• What you need to do
I would like you to print all the records below exactly as they are.
_ _ _ _ _
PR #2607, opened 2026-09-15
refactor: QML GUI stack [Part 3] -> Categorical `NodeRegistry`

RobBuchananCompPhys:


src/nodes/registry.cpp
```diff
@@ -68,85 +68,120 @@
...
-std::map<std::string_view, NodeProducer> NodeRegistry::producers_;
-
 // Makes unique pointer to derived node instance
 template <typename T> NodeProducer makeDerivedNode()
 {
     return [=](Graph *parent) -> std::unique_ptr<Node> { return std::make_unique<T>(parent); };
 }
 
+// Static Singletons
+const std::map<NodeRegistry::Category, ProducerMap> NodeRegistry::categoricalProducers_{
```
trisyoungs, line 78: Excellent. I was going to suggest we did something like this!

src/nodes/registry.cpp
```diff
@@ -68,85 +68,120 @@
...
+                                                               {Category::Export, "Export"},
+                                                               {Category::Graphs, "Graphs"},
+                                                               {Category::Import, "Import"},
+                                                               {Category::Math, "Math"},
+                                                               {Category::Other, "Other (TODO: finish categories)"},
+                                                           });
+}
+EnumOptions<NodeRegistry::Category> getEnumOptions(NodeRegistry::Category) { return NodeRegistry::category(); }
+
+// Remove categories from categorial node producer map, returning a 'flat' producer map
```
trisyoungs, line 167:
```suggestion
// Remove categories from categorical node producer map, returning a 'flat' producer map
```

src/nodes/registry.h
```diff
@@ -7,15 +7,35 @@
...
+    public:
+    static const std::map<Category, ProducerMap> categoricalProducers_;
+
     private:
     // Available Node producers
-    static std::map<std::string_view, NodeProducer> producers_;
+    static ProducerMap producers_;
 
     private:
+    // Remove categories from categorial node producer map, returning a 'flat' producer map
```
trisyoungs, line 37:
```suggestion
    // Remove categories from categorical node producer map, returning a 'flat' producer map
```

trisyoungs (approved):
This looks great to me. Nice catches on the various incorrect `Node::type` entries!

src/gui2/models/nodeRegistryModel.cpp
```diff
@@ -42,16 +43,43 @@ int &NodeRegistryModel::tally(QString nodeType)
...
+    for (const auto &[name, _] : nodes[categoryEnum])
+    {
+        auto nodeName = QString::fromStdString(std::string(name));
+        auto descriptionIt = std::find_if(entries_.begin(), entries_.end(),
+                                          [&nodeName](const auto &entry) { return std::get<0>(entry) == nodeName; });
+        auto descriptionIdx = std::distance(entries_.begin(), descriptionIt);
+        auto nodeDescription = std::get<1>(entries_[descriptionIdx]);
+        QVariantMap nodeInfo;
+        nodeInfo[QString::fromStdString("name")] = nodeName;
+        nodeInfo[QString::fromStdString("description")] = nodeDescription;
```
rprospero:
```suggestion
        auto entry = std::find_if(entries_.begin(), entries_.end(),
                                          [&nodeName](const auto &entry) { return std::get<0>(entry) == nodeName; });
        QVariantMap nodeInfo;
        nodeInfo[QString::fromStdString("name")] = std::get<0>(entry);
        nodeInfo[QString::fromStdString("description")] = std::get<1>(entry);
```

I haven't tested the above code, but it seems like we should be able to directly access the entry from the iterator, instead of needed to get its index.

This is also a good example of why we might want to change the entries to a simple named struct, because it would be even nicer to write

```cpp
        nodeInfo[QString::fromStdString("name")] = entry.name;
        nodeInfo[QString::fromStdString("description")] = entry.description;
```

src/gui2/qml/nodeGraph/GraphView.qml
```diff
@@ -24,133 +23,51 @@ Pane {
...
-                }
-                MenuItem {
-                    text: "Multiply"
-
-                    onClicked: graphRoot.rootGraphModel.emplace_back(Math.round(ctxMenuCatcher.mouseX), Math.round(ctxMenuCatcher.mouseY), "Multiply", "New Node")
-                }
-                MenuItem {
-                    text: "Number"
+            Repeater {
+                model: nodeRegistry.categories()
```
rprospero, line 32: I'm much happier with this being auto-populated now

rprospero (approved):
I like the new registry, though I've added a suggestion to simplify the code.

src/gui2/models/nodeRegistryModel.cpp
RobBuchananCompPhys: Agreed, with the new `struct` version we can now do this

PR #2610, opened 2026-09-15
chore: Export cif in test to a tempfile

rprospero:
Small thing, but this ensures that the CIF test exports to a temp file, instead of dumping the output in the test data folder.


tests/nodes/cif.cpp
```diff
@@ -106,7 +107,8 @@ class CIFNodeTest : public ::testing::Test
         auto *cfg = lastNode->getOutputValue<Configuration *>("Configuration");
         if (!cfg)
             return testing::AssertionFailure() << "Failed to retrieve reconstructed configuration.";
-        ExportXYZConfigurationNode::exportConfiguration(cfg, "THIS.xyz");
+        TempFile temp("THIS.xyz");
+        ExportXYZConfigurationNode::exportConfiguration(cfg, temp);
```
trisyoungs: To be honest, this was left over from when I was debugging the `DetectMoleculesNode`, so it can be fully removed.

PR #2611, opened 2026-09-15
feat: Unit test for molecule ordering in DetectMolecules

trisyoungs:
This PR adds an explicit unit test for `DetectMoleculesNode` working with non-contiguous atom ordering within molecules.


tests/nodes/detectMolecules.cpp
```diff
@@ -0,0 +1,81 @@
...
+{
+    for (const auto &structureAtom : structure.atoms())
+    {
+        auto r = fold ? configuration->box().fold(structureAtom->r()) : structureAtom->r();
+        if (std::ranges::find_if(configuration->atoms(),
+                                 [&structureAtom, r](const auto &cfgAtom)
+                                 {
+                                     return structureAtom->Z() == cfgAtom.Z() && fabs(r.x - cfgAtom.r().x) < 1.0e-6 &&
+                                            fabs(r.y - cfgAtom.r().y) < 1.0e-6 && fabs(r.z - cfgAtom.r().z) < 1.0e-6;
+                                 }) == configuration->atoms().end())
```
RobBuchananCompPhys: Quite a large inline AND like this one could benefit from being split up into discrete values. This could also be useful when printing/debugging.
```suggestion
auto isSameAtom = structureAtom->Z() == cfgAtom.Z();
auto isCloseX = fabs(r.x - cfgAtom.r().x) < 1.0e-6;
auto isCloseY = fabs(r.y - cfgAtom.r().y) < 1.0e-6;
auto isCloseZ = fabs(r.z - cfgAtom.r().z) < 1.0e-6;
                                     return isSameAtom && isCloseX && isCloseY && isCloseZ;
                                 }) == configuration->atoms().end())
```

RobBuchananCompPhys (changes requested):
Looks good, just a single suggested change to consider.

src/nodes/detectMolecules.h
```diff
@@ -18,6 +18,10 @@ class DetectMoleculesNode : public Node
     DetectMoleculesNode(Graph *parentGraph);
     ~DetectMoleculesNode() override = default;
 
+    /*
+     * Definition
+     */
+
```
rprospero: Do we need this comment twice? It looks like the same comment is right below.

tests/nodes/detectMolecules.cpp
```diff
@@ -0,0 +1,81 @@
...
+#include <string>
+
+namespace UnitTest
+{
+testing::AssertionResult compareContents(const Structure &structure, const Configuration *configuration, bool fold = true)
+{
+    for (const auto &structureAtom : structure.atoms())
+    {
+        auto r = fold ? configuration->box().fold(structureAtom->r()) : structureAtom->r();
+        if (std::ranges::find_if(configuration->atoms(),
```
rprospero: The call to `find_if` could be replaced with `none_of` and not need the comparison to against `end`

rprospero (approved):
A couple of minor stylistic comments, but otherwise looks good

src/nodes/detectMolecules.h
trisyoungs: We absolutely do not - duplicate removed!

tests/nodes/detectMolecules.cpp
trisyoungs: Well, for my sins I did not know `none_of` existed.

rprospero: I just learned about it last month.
_ _ _ _ _
• Answer below
PR #2607, opened 2026-09-15
refactor: QML GUI stack [Part 3] -> Categorical `NodeRegistry`

RobBuchananCompPhys:


src/nodes/registry.cpp
```diff
@@ -68,85 +68,120 @@
...
-std::map<std::string_view, NodeProducer> NodeRegistry::producers_;
-
 // Makes unique pointer to derived node instance
 template <typename T> NodeProducer makeDerivedNode()
 {
     return [=](Graph *parent) -> std::unique_ptr<Node> { return std::make_unique<T>(parent); };
 }
 
+// Static Singletons
+const std::map<NodeRegistry::Category, ProducerMap> NodeRegistry::categoricalProducers_{
```
trisyoungs, line 78: Excellent. I was going to suggest we did something like this!

src/nodes/registry.cpp
```diff
@@ -68,85 +68,120 @@
...
+                                                               {Category::Export, "Export"},
+                                                               {Category::Graphs, "Graphs"},
+                                                               {Category::Import, "Import"},
+                                                               {Category::Math, "Math"},
+                                                               {Category::Other, "Other (TODO: finish categories)"},
+                                                           });
+}
+EnumOptions<NodeRegistry::Category> getEnumOptions(NodeRegistry::Category) { return NodeRegistry::category(); }
+
+// Remove categories from categorial node producer map, returning a 'flat' producer map
```
trisyoungs, line 167:
```suggestion
// Remove categories from categorical node producer map, returning a 'flat' producer map
```

src/nodes/registry.h
```diff
@@ -7,15 +7,35 @@
...
+    public:
+    static const std::map<Category, ProducerMap> categoricalProducers_;
+
     private:
     // Available Node producers
-    static std::map<std::string_view, NodeProducer> producers_;
+    static ProducerMap producers_;
 
     private:
+    // Remove categories from categorial node producer map, returning a 'flat' producer map
```
trisyoungs, line 37:
```suggestion
    // Remove categories from categorical node producer map, returning a 'flat' producer map
```

trisyoungs (approved):
This looks great to me. Nice catches on the various incorrect `Node::type` entries!

src/gui2/models/nodeRegistryModel.cpp
```diff
@@ -42,16 +43,43 @@ int &NodeRegistryModel::tally(QString nodeType)
...
+    for (const auto &[name, _] : nodes[categoryEnum])
+    {
+        auto nodeName = QString::fromStdString(std::string(name));
+        auto descriptionIt = std::find_if(entries_.begin(), entries_.end(),
+                                          [&nodeName](const auto &entry) { return std::get<0>(entry) == nodeName; });
+        auto descriptionIdx = std::distance(entries_.begin(), descriptionIt);
+        auto nodeDescription = std::get<1>(entries_[descriptionIdx]);
+        QVariantMap nodeInfo;
+        nodeInfo[QString::fromStdString("name")] = nodeName;
+        nodeInfo[QString::fromStdString("description")] = nodeDescription;
```
rprospero:
```suggestion
        auto entry = std::find_if(entries_.begin(), entries_.end(),
                                          [&nodeName](const auto &entry) { return std::get<0>(entry) == nodeName; });
        QVariantMap nodeInfo;
        nodeInfo[QString::fromStdString("name")] = std::get<0>(entry);
        nodeInfo[QString::fromStdString("description")] = std::get<1>(entry);
```

I haven't tested the above code, but it seems like we should be able to directly access the entry from the iterator, instead of needed to get its index.

This is also a good example of why we might want to change the entries to a simple named struct, because it would be even nicer to write

```cpp
        nodeInfo[QString::fromStdString("name")] = entry.name;
        nodeInfo[QString::fromStdString("description")] = entry.description;
```

src/gui2/qml/nodeGraph/GraphView.qml
```diff
@@ -24,133 +23,51 @@ Pane {
...
-                }
-                MenuItem {
-                    text: "Multiply"
-
-                    onClicked: graphRoot.rootGraphModel.emplace_back(Math.round(ctxMenuCatcher.mouseX), Math.round(ctxMenuCatcher.mouseY), "Multiply", "New Node")
-                }
-                MenuItem {
-                    text: "Number"
+            Repeater {
+                model: nodeRegistry.categories()
```
rprospero, line 32: I'm much happier with this being auto-populated now

rprospero (approved):
I like the new registry, though I've added a suggestion to simplify the code.

src/gui2/models/nodeRegistryModel.cpp
RobBuchananCompPhys: Agreed, with the new `struct` version we can now do this

PR #2610, opened 2026-09-15
chore: Export cif in test to a tempfile

rprospero:
Small thing, but this ensures that the CIF test exports to a temp file, instead of dumping the output in the test data folder.


tests/nodes/cif.cpp
```diff
@@ -106,7 +107,8 @@ class CIFNodeTest : public ::testing::Test
         auto *cfg = lastNode->getOutputValue<Configuration *>("Configuration");
         if (!cfg)
             return testing::AssertionFailure() << "Failed to retrieve reconstructed configuration.";
-        ExportXYZConfigurationNode::exportConfiguration(cfg, "THIS.xyz");
+        TempFile temp("THIS.xyz");
+        ExportXYZConfigurationNode::exportConfiguration(cfg, temp);
```
trisyoungs: To be honest, this was left over from when I was debugging the `DetectMoleculesNode`, so it can be fully removed.

PR #2611, opened 2026-09-15
feat: Unit test for molecule ordering in DetectMolecules

trisyoungs:
This PR adds an explicit unit test for `DetectMoleculesNode` working with non-contiguous atom ordering within molecules.


tests/nodes/detectMolecules.cpp
```diff
@@ -0,0 +1,81 @@
...
+{
+    for (const auto &structureAtom : structure.atoms())
+    {
+        auto r = fold ? configuration->box().fold(structureAtom->r()) : structureAtom->r();
+        if (std::ranges::find_if(configuration->atoms(),
+                                 [&structureAtom, r](const auto &cfgAtom)
+                                 {
+                                     return structureAtom->Z() == cfgAtom.Z() && fabs(r.x - cfgAtom.r().x) < 1.0e-6 &&
+                                            fabs(r.y - cfgAtom.r().y) < 1.0e-6 && fabs(r.z - cfgAtom.r().z) < 1.0e-6;
+                                 }) == configuration->atoms().end())
```
RobBuchananCompPhys: Quite a large inline AND like this one could benefit from being split up into discrete values. This could also be useful when printing/debugging.
```suggestion
auto isSameAtom = structureAtom->Z() == cfgAtom.Z();
auto isCloseX = fabs(r.x - cfgAtom.r().x) < 1.0e-6;
auto isCloseY = fabs(r.y - cfgAtom.r().y) < 1.0e-6;
auto isCloseZ = fabs(r.z - cfgAtom.r().z) < 1.0e-6;
                                     return isSameAtom && isCloseX && isCloseY && isCloseZ;
                                 }) == configuration->atoms().end())
```

RobBuchananCompPhys (changes requested):
Looks good, just a single suggested change to consider.

src/nodes/detectMolecules.h
```diff
@@ -18,6 +18,10 @@ class DetectMoleculesNode : public Node
     DetectMoleculesNode(Graph *parentGraph);
     ~DetectMoleculesNode() override = default;
 
+    /*
+     * Definition
+     */
+
```
rprospero: Do we need this comment twice? It looks like the same comment is right below.

tests/nodes/detectMolecules.cpp
```diff
@@ -0,0 +1,81 @@
...
+#include <string>
+
+namespace UnitTest
+{
+testing::AssertionResult compareContents(const Structure &structure, const Configuration *configuration, bool fold = true)
+{
+    for (const auto &structureAtom : structure.atoms())
+    {
+        auto r = fold ? configuration->box().fold(structureAtom->r()) : structureAtom->r();
+        if (std::ranges::find_if(configuration->atoms(),
```
rprospero: The call to `find_if` could be replaced with `none_of` and not need the comparison to against `end`

rprospero (approved):
A couple of minor stylistic comments, but otherwise looks good

src/nodes/detectMolecules.h
trisyoungs: We absolutely do not - duplicate removed!

tests/nodes/detectMolecules.cpp
trisyoungs: Well, for my sins I did not know `none_of` existed.

rprospero: I just learned about it last month.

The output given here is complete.